PhD candidate Molecular Biology Interdepartmental Doctoral Program
Introduction: Gross total resection of the contrast-enhancing portion of glioblastoma remains the standard of care, but infiltrating cells persist along the resection cavity in non-enhancing regions. Adjuvant therapy for glioblastoma theoretically should be developed to target these infiltrating cells, but most laboratory studies on glioblastoma use samples from the contrast-enhancing bulk of tumor, which given intratumoral heterogeneity may not best represent the targets for potential therapy.
Methods: In patients undergoing surgery for newly diagnosed IDH wild-type glioblastoma (n=37), after complete resection of contrast-enhancing tumor, tissue along the resection cavity in non-eloquent areas of potential T2 hyperintense non-enhancing tumor were assessed. Samples underwent immunohistochemical staining with neuropathological review (n=37), single cell sequencing (n=17), and transplantation into a cortical organoid model (n=10).
Results: Unresected non-enhancing infiltrating tumor was confirmed on H&E in 37/37 (100%).

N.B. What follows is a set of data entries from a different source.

PR #656, opened 2020-07-24
json schema layer

kingsleyzissou:
##### Checklist

- [ ] `npm test` passes
- [ ] `npm run build` works
- [ ] tests are included

### DIFF
--- a/packages/offix-datastore/src/ModelSchema.ts
+++ b/packages/offix-datastore/src/ModelSchema.ts
@@ -101,3 +101,7 @@ function extractEncryptedFields<T = any>(schema: DSJsonSchema<T>): string[] {
   }
   return encrypted;
 }
+
+export function createModelSchema<T = any>(schema: DSJsonSchema<T>): ModelSchema<T> {
+  return new ModelSchema<T>(schema);
+}
--- a/packages/offix-datastore/src/ModelSchema.ts
+++ b/packages/offix-datastore/src/ModelSchema.ts
@@ -23,7 +23,8 @@ export declare class DSJsonSchema<T> {
 };
 
 export class ModelSchema<T = any>{
-  private schema: DSJsonSchema<T>;
+  private name: string;
+  private namespace: string;
   private primaryKey: string;
   private fields: string[];
   private encrypted: string[];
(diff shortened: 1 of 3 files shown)


kingsleyzissou:
This is still the early stages. The next step is to bring this into the datastore and create this layer before passing this to the model. I need to sort out some of the typings before I do that.

TODO:
- write some tests for this
- complete validation method or otherwise keep validation per field level as it currently is
- add the comments for the types and the methods
- hook this up to the rest of the datastore

I am just creating the PR for a bit of visibility and early feedback

@Eunovo @wtrocki

wtrocki:
Perfecto. This PR has to go first so I will deal with possible conflicts on my side

packages/offix-datastore/src/ModelSchema.ts
```diff
@@ -0,0 +1,129 @@
+import invariant from "tiny-invariant";
+import { JSONSchema7 } from "json-schema";
+
+export interface DSProperties extends JSONSchema7 {
```
wtrocki, line 4: Not particularly like those names

packages/offix-datastore/src/ModelSchema.ts
```diff
@@ -0,0 +1,129 @@
...
+  index?: boolean;
+  primary?: boolean;
+  default?: any;
+  encrypted?: boolean;
+  key?: string;
```
wtrocki, line 9: What is key?

packages/offix-datastore/src/ModelSchema.ts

There was a negative correlation between cell density of these resection cavity biopsies and progression free (p=0.022) and overall survival (p=0.039). Spatial tagging showed areas of clear infiltrative tumor were most likely regions of recurrence at the resection cavity (p=0.001). Single-cell sequencing showed presence of infiltrative tumor in 100% of patients. Differential gene expression analysis showed significant differences from contrast-enhancing tumor. Specifically, there was upregulation of invasion genes (GPM6A, LHFPL3, DCLK2), ciliary proteins, unique growth factors (PTPRZ1) (FDR p< 0.0001 each). Implantation into an infiltrating tumor cortical organoid model showed initial growth slower than that from contrast-enhancing regions but eventual increase in growth rate similar to that of contrast-enhancing regions (p < 0.05 each).

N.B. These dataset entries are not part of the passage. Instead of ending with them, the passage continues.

PR #657, opened 2020-07-24
Datasync cli

Eunovo:
### Description

Early stage of work on graphback plugin to generate datasync files. Currently;
- json schema for models are generated
- datasync config file initializing all the models is generared

##### Checklist

- [x] `npm test` passes
- [x] `npm run build` works
- [x] tests are included
- [x] integration with sample app


packages/offix-datasync-codegen/package.json
```diff
@@ -0,0 +1,27 @@
+{
+  "name": "@offix/datasync-plugin",
+  "version": "0.1.0",
+  "description": "Graphback plugin for offix-datasync ",
```
wtrocki, line 4: Client

packages/offix-datasync-codegen/declarations.d.ts
```diff
@@ -0,0 +1 @@
+declare module 'graphql-metadata';
```
wtrocki, line 1: Is there issue with typings for metadata?

packages/offix-datasync-codegen/src/OffixDataSyncConfig.ts
```diff
@@ -0,0 +1,11 @@
+/**
+ * Config for OffixDataSync plugin
+ */
+export interface IOffixDataSyncPluginConfig {
+    /**
+     * The output dir path.
+     * The json schema will be written to ${outputDir}/schema.json
+     * The datasync config will be written to ${outputDir}/config.ts
+     */
+    outputDir?: string;
```
wtrocki, line 10: Rename to model output dir

packages/offix-datasync-codegen/tests/__snapshots__/DataSyncClientPlugin.test.ts.snap
```diff
@@ -0,0 +1,71 @@
+// Jest Snapshot v1, https://goo.gl/fbAQLP
+
+exports[`Test datasync config 1`] = `
```
wtrocki, line 3: Not sure if we need to generate config or it should be just part of the docs.

packages/offix-datasync-codegen/declarations.d.ts
Eunovo: Yes

wtrocki:
Amazing work. 

## Crazy idea for UX

command should ask couple questions - what is your desired output config etc and then create GraphQL.config file. For that we will need to extend graphback cli :( so it might be too much for this PR but it might be worth to chat about it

Conclusion : Infiltrating glioblastoma cells exist in the resection cavity of all patients with “gross total resection” of tumor. These cells have unique properties highlighted by invasive characteristics that persist in in vivo modeling. We describe a pipeline for sampling, molecular studies, in vitro modeling, and in vivo modeling of infiltrative glioblastoma cells.